Exercise brief: Output each record exactly. Leave none out.

•••••

PR #710, opened 2020-01-11
use double backticks consistently in docstrings

dwalton76:


ev3dev2/motor.py
```diff
@@ -1007,7 +1007,7 @@ def on_to_position(self, speed, position, brake=True, block=True):
         """
         Rotate the motor at ``speed`` to ``position``
 
-        ``speed`` can be a percentage or a :class:`ev3dev2.motor.SpeedValue`
+        ``speed`` can be a percentage or a :class:``ev3dev2.motor.SpeedValue``
```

•••••

Exercise output:
PR #710, opened 2020-01-11
use double backticks consistently in docstrings

dwalton76:


ev3dev2/motor.py
```diff
@@ -1007,7 +1007,7 @@ def on_to_position(self, speed, position, brake=True, block=True):
         """
         Rotate the motor at ``speed`` to ``position``
 
-        ``speed`` can be a percentage or a :class:`ev3dev2.motor.SpeedValue`
+        ``speed`` can be a percentage or a :class:``ev3dev2.motor.SpeedValue``
```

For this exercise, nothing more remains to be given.